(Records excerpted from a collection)
[Start of Attachment]

PR #1405, opened 2021-05-28
fix failing tox tests

### LINKED ISSUE #1403: tox tests are failing due to new pip release
There is a deprecation leading to failing CI since a few days, namely the one discussed in https://github.com/pypa/pip/issues/7555:
```
  DEPRECATION: A future pip version will change local packages to be built in-place without first copying to a temporary directory. We recommend you use --use-feature=in-tree-build to test your packages with this new behavior before it becomes the default.
   pip 21.3 will remove support for this functionality. You can find discussion regarding this at https://github.com/pypa/pip/issues/7555.
```

I'm not sure about the options here - i.e. if this should be filtered out or tested as suggested by pip maintainers in that message and where / how to do this in the tests when the cli is invoked.

Further, a second problem are the pip deprecation warnings for the "previous" pip test setup.

So, the obvious solution would be to do the following on each pip-call: use feature flag in recent pip (as suggested in the warning above) and suppress version warnings in previous pip (`export PIP_DISABLE_PIP_VERSION_CHECK=1`).

Unfortunately I'm not sure how to proceed here or how to move the warnings from the pytest error section to the pytest warnings section.

If the solution is easy to implement and one could guide me to the proper place and has a bigger vision of what should happen and has the time for this, I'd be happy to get some guidance to file a PR.

### Links
* latest successful: https://github.com/jazzband/pip-tools/actions/runs/870122483
* first failing: https://github.com/jazzband/pip-tools/actions/runs/873544759

nicoa:
Closes #1403 .

**Changelog-friendly one-liner**: fix failing tox tests by pinning setuptools to old version and disabling pip version check on old version and using new feature "in-tree-build" in new version

##### Contributor checklist

### DIFF
--- a/tox.ini
+++ b/tox.ini
@@ -17,6 +17,8 @@ deps =
     pip20.3: pip==20.3.*
 setenv =
     coverage: PYTEST_ADDOPTS=--strict --doctest-modules --cov --cov-report=term-missing --cov-report=xml {env:PYTEST_ADDOPTS:}
+        pipprevious,pip20.3: PIP_DISABLE_PIP_VERSION_CHECK=1
+        piplatest: PIP_USE_FEATURE=in-tree-build
 commands_pre =
     piplatest: python -m pip install -U pip
     pip --version
--- a/tox.ini
+++ b/tox.ini
@@ -11,11 +11,11 @@ extras =
     testing
     coverage: coverage
 deps =
+    setuptools<57
     pipprevious: pip==20.3.*
     piplatest: pip
     pipmain: -e git+https://github.com/pypa/pip.git@main#egg=pip
     pip20.3: pip==20.3.*
-    setuptools<=57
 setenv =
     coverage: PYTEST_ADDOPTS=--strict --doctest-modules --cov --cov-report=term-missing --cov-report=xml {env:PYTEST_ADDOPTS:}
         pipprevious,pip20.3: PIP_DISABLE_PIP_VERSION_CHECK=1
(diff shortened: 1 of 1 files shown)


tox.ini
```diff
@@ -11,12 +11,15 @@ extras =
...
     coverage: coverage
 deps =
+    setuptools<57
     pipprevious: pip==20.3.*
     piplatest: pip
     pipmain: -e git+https://github.com/pypa/pip.git@main#egg=pip
     pip20.3: pip==20.3.*
 setenv =
     coverage: PYTEST_ADDOPTS=--strict --doctest-modules --cov --cov-report=term-missing --cov-report=xml {env:PYTEST_ADDOPTS:}
+        pipprevious,pip20.3: PIP_DISABLE_PIP_VERSION_CHECK=1
```
nicoa, line 21: those are probably not necessary - should we still use them anyways (at least the feature flag)?

tox.ini
```diff
@@ -11,12 +11,15 @@ extras =
     testing
     coverage: coverage
 deps =
+    setuptools<57
```
webknjaz, line 14: This requires a comment explaining the motivation

tox.ini
webknjaz, line 21: This indent is not aligned with the rest of the lines

tox.ini
nicoa: added a comment

ssbarnea (approved):

PR #1408, opened 2021-06-02
Fixed typing

ssbarnea:
**Changelog-friendly one-liner**: Fixed typing

##### Contributor checklist

pip 21.0 has internal changes that break at least our typing and we will need significant changes to support 21.x for typing. For the moment we ceil pip version for mypy and assure running mypy does get us consistentresults inside and outside pre-commit.

Fixes type change introduced by click 8

A previous version of this patch attempted to pin down pip version in setup.cfg but I soon found that piplatest tox env
started to fail as `in-tree-build` feature was unknown to it. I suppose we will have to bump minimal pip version required
to >=21 as soon we upgrade type hints .

### DIFF
--- a/.pre-commit-config.yaml
+++ b/.pre-commit-config.yaml
@@ -25,7 +25,13 @@ repos:
       - id: mypy
         # Avoid error: Duplicate module named 'setup'
         # https://github.com/python/mypy/issues/4008
+        # Keep exclude in sync with mypy own excludes
         exclude: ^tests/test_data/
+        additional_dependencies:
+          - click==8.0.1
+          - pep517==0.10.0
+          - toml==0.10.2
+          - pip==20.3.4
   - repo: https://github.com/PyCQA/bandit
     rev: 1.7.0
     hooks:
--- a/piptools/scripts/compile.py
+++ b/piptools/scripts/compile.py
@@ -2,7 +2,7 @@ import os
 import shlex
 import sys
 import tempfile
-from typing import Any, BinaryIO, List, Optional, Tuple, cast
+from typing import IO, Any, BinaryIO, List, Optional, Tuple, Union, cast
 
 import click
 from click.utils import LazyFile, safecall
@@ -231,7 +231,7 @@ def cli(
     annotate: bool,
     upgrade: bool,
     upgrade_packages: Tuple[str, ...],
-    output_file: Optional[LazyFile],
+    output_file: Union[LazyFile, IO[Any], None],
     allow_unsafe: bool,
     generate_hashes: bool,
     reuse_hashes: bool,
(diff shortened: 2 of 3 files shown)


setup.cfg
```diff
@@ -93,5 +93,9 @@ warn_return_any = true
 warn_unused_configs = true
 warn_unused_ignores = true
 
+# Avoid error: Duplicate module named 'setup'
+# https://github.com/python/mypy/issues/4008
+exclude = ^tests/test_data/
```
webknjaz, line 98: I think we should update the invocation instead.

ssbarnea: I will look into addressing this in a follow-up as this fix is unrelated to current change (the exclude was already there).  I am sure we will have more mypy work done soon, but now I need to unblock the CI/CD gates.

.pre-commit-config.yaml
```diff
@@ -25,7 +25,14 @@ repos:
       - id: mypy
         # Avoid error: Duplicate module named 'setup'
         # https://github.com/python/mypy/issues/4008
+        # Keep exclude in sync with mypy own excludes
         exclude: ^tests/test_data/
+        entry: mypy
```
asottile, line 30: this line is the default and doesn't do anything

ssbarnea:
I think we should ignore the coverage issue as covering for both versions of click 7 and 8 would make our CI pipelines too complex. It is just one line not covered. It would be much easier to just bump minimal version of click required than covering for both versions.

piptools/scripts/compile.py
```diff
@@ -231,7 +231,7 @@ def cli(
     annotate: bool,
     upgrade: bool,
     upgrade_packages: Tuple[str, ...],
-    output_file: Optional[LazyFile],
+    output_file: Union[LazyFile, Union[IO[Any]], None],
```
webknjaz, line 234: I don't understand why the internal union has just one arg. This seems pointless.

piptools/scripts/compile.py
```diff
@@ -282,7 +282,8 @@ def cli(
 
         # Close the file at the end of the context execution
         assert output_file is not None
-        ctx.call_on_close(safecall(output_file.close_intelligently))
+        if isinstance(output_file, LazyFile):
```
webknjaz, line 285: Why is this necessary?

ssbarnea:
It is needed to pass mypy because the type changed in click 8 vs 7.

piptools/scripts/compile.py
ssbarnea: That was undesired, leftover now removed.

piptools/scripts/compile.py
ssbarnea: I added an explanatory comment (click8)

webknjaz (approved):

PR #1409, opened 2021-06-05
Disable codecov comments

ssbarnea:
**Changelog-friendly one-liner**: Disable codecov PR comments

##### Contributor checklist


webknjaz:
I don't think this is necessary.

ssbarnea:
> I don't think this is necessary.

[End of Attachment]

Work task:
Could you print all of the entries again exactly as they stand?

Task response:
PR #1405, opened 2021-05-28
fix failing tox tests

### LINKED ISSUE #1403: tox tests are failing due to new pip release
There is a deprecation leading to failing CI since a few days, namely the one discussed in https://github.com/pypa/pip/issues/7555:
```
  DEPRECATION: A future pip version will change local packages to be built in-place without first copying to a temporary directory. We recommend you use --use-feature=in-tree-build to test your packages with this new behavior before it becomes the default.
   pip 21.3 will remove support for this functionality. You can find discussion regarding this at https://github.com/pypa/pip/issues/7555.
```

I'm not sure about the options here - i.e. if this should be filtered out or tested as suggested by pip maintainers in that message and where / how to do this in the tests when the cli is invoked.

Further, a second problem are the pip deprecation warnings for the "previous" pip test setup.

So, the obvious solution would be to do the following on each pip-call: use feature flag in recent pip (as suggested in the warning above) and suppress version warnings in previous pip (`export PIP_DISABLE_PIP_VERSION_CHECK=1`).

Unfortunately I'm not sure how to proceed here or how to move the warnings from the pytest error section to the pytest warnings section.

If the solution is easy to implement and one could guide me to the proper place and has a bigger vision of what should happen and has the time for this, I'd be happy to get some guidance to file a PR.

### Links
* latest successful: https://github.com/jazzband/pip-tools/actions/runs/870122483
* first failing: https://github.com/jazzband/pip-tools/actions/runs/873544759

nicoa:
Closes #1403 .

**Changelog-friendly one-liner**: fix failing tox tests by pinning setuptools to old version and disabling pip version check on old version and using new feature "in-tree-build" in new version

##### Contributor checklist

### DIFF
--- a/tox.ini
+++ b/tox.ini
@@ -17,6 +17,8 @@ deps =
     pip20.3: pip==20.3.*
 setenv =
     coverage: PYTEST_ADDOPTS=--strict --doctest-modules --cov --cov-report=term-missing --cov-report=xml {env:PYTEST_ADDOPTS:}
+        pipprevious,pip20.3: PIP_DISABLE_PIP_VERSION_CHECK=1
+        piplatest: PIP_USE_FEATURE=in-tree-build
 commands_pre =
     piplatest: python -m pip install -U pip
     pip --version
--- a/tox.ini
+++ b/tox.ini
@@ -11,11 +11,11 @@ extras =
     testing
     coverage: coverage
 deps =
+    setuptools<57
     pipprevious: pip==20.3.*
     piplatest: pip
     pipmain: -e git+https://github.com/pypa/pip.git@main#egg=pip
     pip20.3: pip==20.3.*
-    setuptools<=57
 setenv =
     coverage: PYTEST_ADDOPTS=--strict --doctest-modules --cov --cov-report=term-missing --cov-report=xml {env:PYTEST_ADDOPTS:}
         pipprevious,pip20.3: PIP_DISABLE_PIP_VERSION_CHECK=1
(diff shortened: 1 of 1 files shown)


tox.ini
```diff
@@ -11,12 +11,15 @@ extras =
...
     coverage: coverage
 deps =
+    setuptools<57
     pipprevious: pip==20.3.*
     piplatest: pip
     pipmain: -e git+https://github.com/pypa/pip.git@main#egg=pip
     pip20.3: pip==20.3.*
 setenv =
     coverage: PYTEST_ADDOPTS=--strict --doctest-modules --cov --cov-report=term-missing --cov-report=xml {env:PYTEST_ADDOPTS:}
+        pipprevious,pip20.3: PIP_DISABLE_PIP_VERSION_CHECK=1
```
nicoa, line 21: those are probably not necessary - should we still use them anyways (at least the feature flag)?

tox.ini
```diff
@@ -11,12 +11,15 @@ extras =
     testing
     coverage: coverage
 deps =
+    setuptools<57
```
webknjaz, line 14: This requires a comment explaining the motivation

tox.ini
webknjaz, line 21: This indent is not aligned with the rest of the lines

tox.ini
nicoa: added a comment

ssbarnea (approved):

PR #1408, opened 2021-06-02
Fixed typing

ssbarnea:
**Changelog-friendly one-liner**: Fixed typing

##### Contributor checklist

pip 21.0 has internal changes that break at least our typing and we will need significant changes to support 21.x for typing. For the moment we ceil pip version for mypy and assure running mypy does get us consistentresults inside and outside pre-commit.

Fixes type change introduced by click 8

A previous version of this patch attempted to pin down pip version in setup.cfg but I soon found that piplatest tox env
started to fail as `in-tree-build` feature was unknown to it. I suppose we will have to bump minimal pip version required
to >=21 as soon we upgrade type hints .

### DIFF
--- a/.pre-commit-config.yaml
+++ b/.pre-commit-config.yaml
@@ -25,7 +25,13 @@ repos:
       - id: mypy
         # Avoid error: Duplicate module named 'setup'
         # https://github.com/python/mypy/issues/4008
+        # Keep exclude in sync with mypy own excludes
         exclude: ^tests/test_data/
+        additional_dependencies:
+          - click==8.0.1
+          - pep517==0.10.0
+          - toml==0.10.2
+          - pip==20.3.4
   - repo: https://github.com/PyCQA/bandit
     rev: 1.7.0
     hooks:
--- a/piptools/scripts/compile.py
+++ b/piptools/scripts/compile.py
@@ -2,7 +2,7 @@ import os
 import shlex
 import sys
 import tempfile
-from typing import Any, BinaryIO, List, Optional, Tuple, cast
+from typing import IO, Any, BinaryIO, List, Optional, Tuple, Union, cast
 
 import click
 from click.utils import LazyFile, safecall
@@ -231,7 +231,7 @@ def cli(
     annotate: bool,
     upgrade: bool,
     upgrade_packages: Tuple[str, ...],
-    output_file: Optional[LazyFile],
+    output_file: Union[LazyFile, IO[Any], None],
     allow_unsafe: bool,
     generate_hashes: bool,
     reuse_hashes: bool,
(diff shortened: 2 of 3 files shown)


setup.cfg
```diff
@@ -93,5 +93,9 @@ warn_return_any = true
 warn_unused_configs = true
 warn_unused_ignores = true
 
+# Avoid error: Duplicate module named 'setup'
+# https://github.com/python/mypy/issues/4008
+exclude = ^tests/test_data/
```
webknjaz, line 98: I think we should update the invocation instead.

ssbarnea: I will look into addressing this in a follow-up as this fix is unrelated to current change (the exclude was already there).  I am sure we will have more mypy work done soon, but now I need to unblock the CI/CD gates.

.pre-commit-config.yaml
```diff
@@ -25,7 +25,14 @@ repos:
       - id: mypy
         # Avoid error: Duplicate module named 'setup'
         # https://github.com/python/mypy/issues/4008
+        # Keep exclude in sync with mypy own excludes
         exclude: ^tests/test_data/
+        entry: mypy
```
asottile, line 30: this line is the default and doesn't do anything

ssbarnea:
I think we should ignore the coverage issue as covering for both versions of click 7 and 8 would make our CI pipelines too complex. It is just one line not covered. It would be much easier to just bump minimal version of click required than covering for both versions.

piptools/scripts/compile.py
```diff
@@ -231,7 +231,7 @@ def cli(
     annotate: bool,
     upgrade: bool,
     upgrade_packages: Tuple[str, ...],
-    output_file: Optional[LazyFile],
+    output_file: Union[LazyFile, Union[IO[Any]], None],
```
webknjaz, line 234: I don't understand why the internal union has just one arg. This seems pointless.

piptools/scripts/compile.py
```diff
@@ -282,7 +282,8 @@ def cli(
 
         # Close the file at the end of the context execution
         assert output_file is not None
-        ctx.call_on_close(safecall(output_file.close_intelligently))
+        if isinstance(output_file, LazyFile):
```
webknjaz, line 285: Why is this necessary?

ssbarnea:
It is needed to pass mypy because the type changed in click 8 vs 7.

piptools/scripts/compile.py
ssbarnea: That was undesired, leftover now removed.

piptools/scripts/compile.py
ssbarnea: I added an explanatory comment (click8)

webknjaz (approved):

PR #1409, opened 2021-06-05
Disable codecov comments

ssbarnea:
**Changelog-friendly one-liner**: Disable codecov PR comments

##### Contributor checklist


webknjaz:
I don't think this is necessary.

ssbarnea:
> I don't think this is necessary.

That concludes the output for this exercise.